### GOAL OF THE EXERCISE
Please find the lines in the entries below that contain the word "domains", and copy each one.

### Collected data

PR #116, opened 2019-08-13
KOGITO-140, KOGITO-139, KOGITO-141, KOGITO-142

mswiderski:
@cristianonicolai here are the fixes and improvements to allow to better integration with data index service

### DIFF
--- a/addons/persistence/infinispan-persistence-addon/src/main/java/org/kie/kogito/infinispan/CacheProcessInstances.java
+++ b/addons/persistence/infinispan-persistence-addon/src/main/java/org/kie/kogito/infinispan/CacheProcessInstances.java
@@ -38,7 +38,7 @@ public class CacheProcessInstances implements MutableProcessInstances {
     
     public CacheProcessInstances(Process<?> process, RemoteCacheManager cacheManager, String proto, MessageMarshaller<?>...marshallers) {
         this.process = process;    
-        this.cache = cacheManager.administration().getOrCreateCache(process.id(), (String)null);
+        this.cache = cacheManager.administration().getOrCreateCache(process.id() + "_store", (String)null);
         
         this.marshaller = new ProcessInstanceMarshaller(new ProtoStreamObjectMarshallingStrategy(proto, marshallers));
     }
--- a/kogito-codegen/src/main/java/org/kie/kogito/codegen/process/persistence/proto/ReflectionProtoGenerator.java
+++ b/kogito-codegen/src/main/java/org/kie/kogito/codegen/process/persistence/proto/ReflectionProtoGenerator.java
@@ -24,7 +24,7 @@ public class ReflectionProtoGenerator implements ProtoGenerator<Class<?>> {
             Proto proto = new Proto(packageName, headers);
 
             for (Class<?> clazz : dataModel) {
-                messageFromClass(proto, clazz, null);
+                messageFromClass(proto, clazz, null, null, null);
             }
             return proto;
         } catch (Exception e) {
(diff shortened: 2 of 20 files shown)


cristianonicolai:
jenkins please retest this

addons/persistence/infinispan-persistence-addon/src/main/java/org/kie/kogito/infinispan/CacheProcessInstances.java
```diff
@@ -38,7 +38,7 @@
     
     public CacheProcessInstances(Process<?> process, RemoteCacheManager cacheManager, String proto, MessageMarshaller<?>...marshallers) {
         this.process = process;    
-        this.cache = cacheManager.administration().getOrCreateCache(process.id(), (String)null);
+        this.cache = cacheManager.administration().getOrCreateCache(process.id() + "_store", (String)null);
```
cristianonicolai: should I also add a _doman suffix for the data index caches?

kogito-codegen/src/main/java/org/kie/kogito/codegen/process/persistence/proto/ReflectionProtoGenerator.java
```diff
@@ -116,11 +116,15 @@ protected void generateModelClassProto(Class<?> modelClazz, String targetDirecto
...
 
             String processId = generatedData.reference();            
-            Proto modelProto = generate(modelClazz.getPackage().getName() + "." + processId, modelClazz, "import \"kogito-index.proto\";", 
+            Proto modelProto = generate("@Indexed",
+                                        "@Field(store = Store.YES, analyze = Analyze.YES)",
+                                        modelClazz.getPackage().getName() + "." + processId, modelClazz, "import \"kogito-index.proto\";",                                        
                                         "import \"kogito-types.proto\";", 
-                                        "option kogito_model = \"" + generatedData.name() +"\";");
+                                        "option kogito_model = \"" + generatedData.name() +"\";", 
+                                        "option kogito_id = \"" + processId +"\";");
```
cristianonicolai: nice, I wonder if we actually need both options. Perhaps only adding _kogito_id_ to the message itself is enough to tell that this is the model message. And also allows that we have multiple process into the same proto file. wdyt?

addons/persistence/infinispan-persistence-addon/src/main/java/org/kie/kogito/infinispan/CacheProcessInstances.java
mswiderski: Would be good as it would then show the ownership directly

kogito-codegen/src/main/java/org/kie/kogito/codegen/process/persistence/proto/ReflectionProtoGenerator.java
mswiderski: I would keep it both for now as it gives more clarity without inspecting individual messages. And I don’t think we want to have multiple domains in single Proto file, do we?

cristianonicolai: definitely not multiple domains, but if we have multiple processes that share the same domain, that would be easier to maintain, as we could use just a single proto file. Now we need one proto per public process.

addons/persistence/infinispan-persistence-addon/src/main/java/org/kie/kogito/infinispan/CacheProcessInstances.java
cristianonicolai: will do

kogito-codegen/src/main/java/org/kie/kogito/codegen/process/persistence/proto/ReflectionProtoGenerator.java
mswiderski: that should be considered as domain itself, public process is like a domain ... just to ensure it has business meaning. Kind of like we have the case definition.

### SOLUTION FOR THIS PROBLEM
mswiderski: I would keep it both for now as it gives more clarity without inspecting individual messages. And I don’t think we want to have multiple domains in single Proto file, do we?
cristianonicolai: definitely not multiple domains, but if we have multiple processes that share the same domain, that would be easier to maintain, as we could use just a single proto file. Now we need one proto per public process.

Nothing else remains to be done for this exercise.